Now, given $\displaystyle I(0)=0$, we then find:

$\displaystyle I(0)=\frac{E}{R}+c_1=0\implies c_1=-\frac{E}{R}$

And so the solution to the given IVP is:

$\displaystyle I(t)=\frac{E}{R}-\frac{E}{R}e^{-\Large\frac{R}{L}t}=\frac{E}{R}\left(1-e^{-\Large\frac{R}{L}t}\right)$

Can you determine the limiting value?

12. ## Re: Differential equation for electrical circuit

Originally Posted by MarkFL
Continuing where I left off, we can rewrite the ODE as:

$\displaystyle \frac{d}{dt}\left(e^{\Large\frac{R}{L}t}I\right)= \frac{E}{L}e^{\Large\frac{R}{ L}t}$

Integrating with respect to $\displaystyle t$, we find:

$\displaystyle e^{\Large\frac{R}{L}t}I=\frac{E}{R}e^{\Large\frac{ R}{ L}t}+c_1$

Hence:

$\displaystyle I(t)=\frac{E}{R}+c_1e^{-\Large\frac{R}{L}t}$

Now, given $\displaystyle I(0)=0$, we then find:

$\displaystyle I(0)=\frac{E}{R}+c_1=0\implies c_1=-\frac{E}{R}$

And so the solution to the given IVP is:

$\displaystyle I(t)=\frac{E}{R}-\frac{E}{R}e^{-\Large\frac{R}{L}t}=\frac{E}{R}\left(1-e^{-\Large\frac{R}{L}t}\right)$

Can you determine the limiting value?
Hello,
I am very sorry for not adding constant of integration to my general solution. By the way, Current's limiting value is $\frac{t*E}{L}$. If we plug in E=110 volts and L=4 Henrys into this limiting value equation assuming t=1, we get 0.2. Now when does the current reach 90% of its limiting value 0.2? How to answer that question?

13. ## Re: Differential equation for electrical circuit

Originally Posted by Vinod
Hello,
I am very sorry for not adding constant of integration to my general solution. By the way, Current's limiting value is $\frac{t*E}{L}$.

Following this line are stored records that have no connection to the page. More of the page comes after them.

PR #7893, opened 2026-03-14
Some safety features for reviewing untrusted code

jamadeo:
The goal is to be able to run a code review against untrusted code. Doing so of course opens up the agent to prompt injection, so the features here are designed to limit the capabilities of the agent such that that isn't a problem.

Two features controlled by environment variables help do this:
- `GOOSE_SHELL_ALLOWED_COMMANDS`: when set, the developer shell tool is limited to running only these commands. We also don't `bash -c`, so there's no shell expansion.
- `GOOSE_SHELL_ENV_SCRUB`: anything set here will be removed from the shell tool's ENV, so you can prevent the agent from seeing e.g. API keys that are exported

This also has:
- an MCP server designed to make it possible for the agent to add comments and complete a code review without writing files
- a recipe that references this server and contains a code review prompt
- a GHA workflow that runs goose in an environment restricted using the new features and using the new recipe

There are probably still holes here but this is a start.

### DIFF
--- a/.github/recipes/code-review.yaml
+++ b/.github/recipes/code-review.yaml
@@ -29,8 +29,8 @@ prompt: |
   The base branch is checked out in the working directory.
   Use the tools you have to review the diff and examine the code changes and context.
   Use the code review tools to add feedback on specific parts of the diff.
-  When finished, call the `finish_review` tool. There's no need to add a summary, but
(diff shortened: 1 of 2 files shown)


jamadeo:
I think I'm going to try a different direction

PR #7902, opened 2026-03-15
fix: use platform-appropriate shell examples in code_execution tool

jeffa-block:
## Summary

The `execute` tool description includes example shell commands (`ls -la`, `cat ./README.md`) that are unavailable on Windows. When the model follows these examples on Windows, it generates failing commands.

## Changes

Extract the description into `execute_tool_description()` and use `cfg!(windows)` to substitute Windows equivalents (`dir /b`, `type README.md`).

### Before (Windows)
```typescript
const files = await Developer.shell({ command: "ls -la" });      // ❌ fails
const readme = await Developer.shell({ command: "cat ./README.md" }); // ❌ fails
```

### After (Windows)
```typescript
const files = await Developer.shell({ command: "dir /b" });           // ✅
const readme = await Developer.shell({ command: "type README.md" });  // ✅
```

Unix examples remain unchanged.

Companion to #7898 which fixes the same issue in the developer extension instructions.

### DIFF
--- a/crates/goose/src/agents/platform_extensions/code_execution.rs
+++ b/crates/goose/src/agents/platform_extensions/code_execution.rs
@@ -51,6 +51,61 @@ pub struct ExecuteWithToolGraph {
     tool_graph: Vec<ToolGraphNode>,
 }
 
+/// Build the execute tool description with platform-appropriate shell examples.
+fn execute_tool_description() -> String {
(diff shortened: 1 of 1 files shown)


DOsinga:
Closing — the inline tool description this PR modified has been extracted to the `pctx_code_mode` crate (`descriptions::tools` constants). The platform-appropriate shell examples would need to be addressed there instead.

PR #413, opened 2025-03-24
Export missing types from NetworkSubsystem

aidenfoxx:
I bumped into a situation where I needed the `PeerPayload` type for the "peer" network subsystem event.


pvh:
Thanks Aiiden, I'll include this in the next release.

PR #416, opened 2025-04-15
Clean up abort behavior to fix tests

pvh:


pvh (commented):
LGTM (but for real, thanks for finishing this)

pvh:
(Now you've written this patch twice, @msakrejda)

PR #427, opened 2025-05-20
fix: Fix return type of `DocHandle.changeAt` type

mykola-vrmchk:


alexjg:
Good spot!

pvh:
Thanks, @mykola-vrmchk!

PR #415, opened 2025-04-01
Let's make find synchronous again, why not?

pvh:
When we already have the document loaded, ideally we don't want to suspend. This patch is close to accomplishing that but has an unexplained exception leaking from abortable().

PR #429, opened 2025-05-27
automerge-repo-react-hooks: avoid Suspense where possible for useDocuments

msakrejda:
Allow useDocuments and useDocHandles to immediately return
already-loaded documents without invoking Suspense (in their Suspense
variants).

We should avoid unnecessary Suspense since it can lead to clumsy UX
with flashing loaders.

See also #415.


msakrejda:
I still need to add tests, but this fixes the problem for me locally.

msakrejda:
I think CI is not running because this is on top of #430 instead of against `main`. It should trigger once #430 lands.

msakrejda:
Hmm, well now CI is not running because I guess it does not run when the merge base is changed. Let me see if I can fix that (in a separate PR).

PR #430, opened 2025-05-27
Refactor automerge-repo-react-hooks test setup code

msakrejda:
In updating the tests for #429, I found that we have very similar
setup code in three hook test files. There are some benefits to
localized setup like that, but I can't imagine our tests for this
package will ever care very much about the actual document contents,
so instead of copying the paired repo setup code to yet another place,
I decided to try refactoring.

Thoughts?


msakrejda:
I plan to merge this in a day or two unless someone would like more time to review.

pvh:
That’s a nice catch, thanks!

PR #453, opened 2025-07-03
State of Dochandle should be "ready" when change event is triggered

paulsonnentag:
When you subscribe to changes on a doc handle the first time the document loads the state on the handle is still "loading" in  the change callback even though the document is already loaded.

```js
handle.on("change", () => {
   console.log(handle.state) // logs "loading" when initially loading instead of ready
})
```

Why is this happening? On each state transition we call `#checkForChanges` this function which has two responsibilities:

- checks if we need to emit a change event 
- transitions the state machine from "loading" to "ready" when the document was loaded for the first time

Right now when the document is loaded for the first time `#checkForChanges` emits a change event and then transitions the state machine from "loading" to "ready". That's why in the callback the state field on the handle is still loading. This pull request fixes this that we first transition into the ready state and then trigger a change event.

### DIFF
--- a/packages/automerge-repo/src/DocHandle.ts
+++ b/packages/automerge-repo/src/DocHandle.ts
@@ -227,8 +227,18 @@ export class DocHandle<T> extends EventEmitter<DocHandleEvents<T>> {
       encodeHeads(afterHeads),
       encodeHeads(beforeHeads)
     )
+
     if (docChanged) {
       this.emit("heads-changed", { handle: this, doc: after })
+
+      // If we didn't have the document yet, signal that we now do and return
+      // checkForChanges will then be triggered again by the state machine
+      // This ensures that when change is triggered the state is set to ready
+      if (!this.isReady()) {
+        console.log(this.state)
+        this.#machine.send({ type: DOC_READY })
+        return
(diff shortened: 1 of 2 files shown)


msakrejda (approved):
Thanks for the bug report and the fix! I have some minor comments, but overall it looks great.

msakrejda:
I'm pretty sure the CI failure is unrelated: https://github.com/automerge/automerge-repo/actions/runs/16046435722/job/45280996045?pr=453#step:6:797 -- it's an OOM. I'll try restarting the test and see if it's a recurring issue.

msakrejda:
Hmm, so, I think this does break some existing assumptions somewhere. I was able to reproduce the CI failure, partly: the tests appear to hang. I'm guessing maybe we're leaking memory somehow during the hang and eventually we OOM. I do see a slow leak locally. I can take a look at it next week.

darcyparker:
Looks superseded by #618 (Remove xstate, add DocumentQuery), which replaced the DocHandle state machine.
 
 Probably safe to close as resolved there.

msakrejda:
Ah, good call.

Issue #456, opened 2025-07-08
Sync server calls save multiple times on document create


georgewsu:
When calling `repo.create(doc)` from a client, the sync server calls save multiple times.

In Repo.ts, the issue is that `#registerHandleWithSubsystems` is called multiple times, but doesn't check for existing listeners before adding the save function:
`handle.on("heads-changed", throttle(saveFn, this.saveDebounceRate))`

eventemitter3 doesn't do any deduplication on listeners.

PR #457, opened 2025-07-08
Prevent duplicate save listeners

georgewsu:
Problem:
https://github.com/automerge/automerge-repo/issues/456

Proposed solution:
In Repo.ts, since `#registerHandleWithSubsystems` can be called multiple times, check existing listeners on the handle before adding a listener for the save function.

### DIFF
--- a/packages/automerge-repo/src/Repo.ts
+++ b/packages/automerge-repo/src/Repo.ts
@@ -279,13 +279,21 @@ export class Repo extends EventEmitter<RepoEvents> {
       }
       const throttledSaveFn = throttle(saveFn, this.saveDebounceRate)
       // Use a named function to make it easier to identify
-      const wrappedSaveFn = function wrappedSaveFn(payload: DocHandleEncodedChangePayload<any>) {
+      const wrappedSaveFn = function wrappedSaveFn(
+        payload: DocHandleEncodedChangePayload<any>
+      ) {
         throttledSaveFn(payload)
       }
 
       // Add save function as a listener if it's not already registered
       const existingListeners = handle.listeners("heads-changed")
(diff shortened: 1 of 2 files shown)


packages/automerge-repo/src/Repo.ts
```diff
@@ -277,7 +277,25 @@ export class Repo extends EventEmitter<RepoEvents> {
...
+      ) {
+        throttledSaveFn(payload)
+      }
+
+      // Add save function as a listener if it's not already registered
+      const existingListeners = handle.listeners("heads-changed")
+      if (
+        !existingListeners.some(
+          listener =>
+            listener.name === wrappedSaveFn.name &&
```
alexjg, line 293: Is it necessary to do this dance with the name or can we use `listener == wrappedSaveFn`?

georgewsu: Yeah, `listener == wrappedSaveFn` still doesn't work because they are different instances. Likewise, `Object.is(listener, wrappedSaveFn)` returns false (they each have a different prototype).

I originally just had this code check for `handle.listenerCount("heads-changed") === 0` but that wouldn't allow for multiple unique listeners if the code changes.

alexjg: Ah I see, because the functions are declared in the scope of a surrounding function. I feel like a cleaner solution would be to hoist those functions into module scope so that the same function is used everywhere and we can then use `==` for checking rather than the name checking.

georgewsu: Ah yes, good call! We can rely on the fact that `storageSubsystem` and `saveDebounceRate` are set once and never mutated after initial construction. Refactored accordingly, so that the save function is a single instance defined in the constructor (after `storageSubsystem` and `saveDebounceRate` are set).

14. ## Re: Differential equation for electrical circuit

The limiting value is:

$\displaystyle \lim_{t\to\infty}I(t)=\lim_{t\to\infty}\left(\frac {E}{R}\left(1-e^{-\Large\frac{R}{L}t}\right)\right)=\,?$

15. ## Re: Differential equation for electrical circuit

Originally Posted by Walagaster
I am very sorry for posting wrong answer as well as making some arithmetic error. By the way, Current's limiting value is $\frac{E}{R}$ assuming $t\rightarrow \infty$ If we plug in E=110 volts, and R=550 ohms, we get 0.2. Now when does current reaches its limiting value 0.2?